━━━━━ Records for this exercise

PR #318, opened 2018-05-03
create a types folder

pradel:
- create a types folder to align to the rest of the code
- create a `getUserTwoFactorService` utils that can be used to check if the user have two factor enabled or not

### DIFF
--- a/packages/two-factor/src/two-factor.ts
+++ b/packages/two-factor/src/two-factor.ts
@@ -1,18 +1,8 @@
 import * as speakeasy from 'speakeasy';
 import { User, DatabaseInterface } from '@accounts/types';
 import { errors } from './errors';
-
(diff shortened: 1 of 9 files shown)


packages/two-factor/src/two-factor.ts
```diff
@@ -50,7 +33,7 @@ export class TwoFactor {
       throw new Error(errors.codeRequired);
     }
 
-    const twoFactorService = this.getUserService(user);
+    const twoFactorService = getUserTwoFactorService(user);
```
davidyaha: Do we use the data from the twoFactor service? Maybe change `getUserTwoFactorService` to `hasTwoFactorService(user: User): boolean`

davidyaha: okay 👍

PR #1382, opened 2026-08-22
[meson] fix python install path

ims21:
Fix wrong Meson 0.59.2 Python install path which creates /usr/usr.

The original OE-core patch does not apply cleanly to Meson 0.59.2, so it was ported.

Tested with python3-pycairo:
- /usr/usr is no longer created
- files are installed to /usr/lib/python3.9/site-packages
- do_package succeeds
- python3-pycairo package is created

Removes the temporary pycairo do_install_append() workaround.


WanWizard:
Thanks very much !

━━━━━━━━━━

What needs to be done:
Copy out all lines of the listing where the word "errors" appears.

Task answer:
 import { errors } from './errors';
       throw new Error(errors.codeRequired);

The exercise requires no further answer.